According to Cantave, Radio Sans Fin covers a variety of topics, including political and social news and alleged corruption in Haiti, from an independent viewpoint. Rospide anchored the daily programs "Ti Bat Bouch" ("Small Chat"), which covered general news, politics, and social issues, and "Info Petro," which focused on allegations of problems with uncompleted infrastructure projects funded through PetroCaribe, a regional energy program subsidized by Venezuela. Cantave told CPJ that, for the two weeks before Rospide’s killing, instead of conducting the program from the station the team would drive to the sites of the projects and broadcast from there. Rospide was one of the anchors of the program.

Cantave told CPJ that the station’s staff regularly received threatening phone calls over their coverage on a range of issues. He said the outlet had taken some protective measures, including hiring a security guard for its offices. Cantave said he did not know if Rospide had been directly threatened for his work.

Both Cantave and Jacques Desrosier, secretary general of the Association of Haitian Journalists, told CPJ on June 11 that it was too soon to know if Rospide’s reporting may have played a role in his killing. As of early July 2019, neither Cantave nor Desrosier were able to provide any updates on a possible motive.

On June 25, Yvenert Foeshter Joseph, general director of Radio Sans Fin, told CPJ that Rospide covered many different topics in his work, and that the station did not have any theories or leads about the killing.

Rospide’s killing came amid a wave of protests in Haiti calling for the resignation of President Jovenel Moïse over recent corruption scandals related to the fate of funds from subsidized Venezuelan oil shipments under the PetroCaribe program. Moïse denied the allegations of corruption, according to reports. On the day of his killing, Rospide anchored a “special program” focusing on the second day of protests against the president, Cantave told CPJ.

Journalists in Haiti came under attack amid the protests, according to Desrosier and news reports. On June 10, protesters set fire to vehicles belonging to local privately owned broadcaster Radio Télé Ginen, according to those reports.

The Haitian Ministry of Communications posted a tweet on June 11 condemning “with the greatest firmness this heinous act that expands the list of victims of insecurity.” President Moïse condemned Rospide’s killing on Twitter the same day, saying the crime “plunges into mourning, once again, the Haitian press.”
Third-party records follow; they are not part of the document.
PR #694, opened 2024-07-22
Make more use of AsyncStatus.wrap

DominicOram:
1. Confirm tests still pass and code is cleaner

### Checks for reviewer


olliesilvester (commented):
Changes look good, but CI is complaining

src/dodal/devices/zebra.py
```diff
@@ -110,10 +110,9 @@ async def _set_armed(self, demand: ArmDemand):
             if reading == demand.value:
                 return
 
-    def set(self, demand: ArmDemand) -> AsyncStatus:
-        return AsyncStatus(
-            asyncio.wait_for(self._set_armed(demand), timeout=self.TIMEOUT)
-        )
+    @AsyncStatus.wrap
```
noemifrisina, line 113: lgtm, thanks.

I think we could move the code in `_set_armed` in this `set` here instead of keeping in split into two functions but I don't feel that strongly about it

noemifrisina (approved):

src/dodal/devices/zebra.py
noemifrisina: Yes, but I don't mind either way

On June 17, the Port-au-Prince government commissioner, Paul Éronce Villard, said the ongoing investigation into Rospide’s killing, carried out by the Prosecutor’s Office in conjunction with the Central Directorate of the Judicial Police, is following a “good track,” and that results would be publicly communicated at the appropriate time, according to local press.

Reached by phone on June 21, the Haitian national police referred CPJ to the judicial police; calls to the number provided went unanswered. The official website of the Haitian nation police displayed an error message. However, press reports from June 11 indicated police are investigating the killing.

PetroCaribe did not immediately respond to a request for comment sent by CPJ via email on July 11, 2019. Calls to the telephone number provided on the company’s official Facebook page went unanswered.

In a June 25, 2019, statement, the Association of Haitian Journalists called on the authorities to thoroughly investigate Rospide’s killing, and condemned the recent violence against the press in Haiti.